BEGIN EXERCISE INPUTS
PR #98, opened 2016-01-08
Update deferred check logic

swathi9488:


aklish:
We need to add a new unit test for the failure case.

yahoocla:
CLA is valid!

aklish:
:+1:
END EXERCISE INPUTS
All records shown above are to be given again verbatim.

COMPLETED EXERCISE —
PR #98, opened 2016-01-08
Update deferred check logic

swathi9488:


aklish:
We need to add a new unit test for the failure case.

yahoocla:
CLA is valid!

aklish:
:+1:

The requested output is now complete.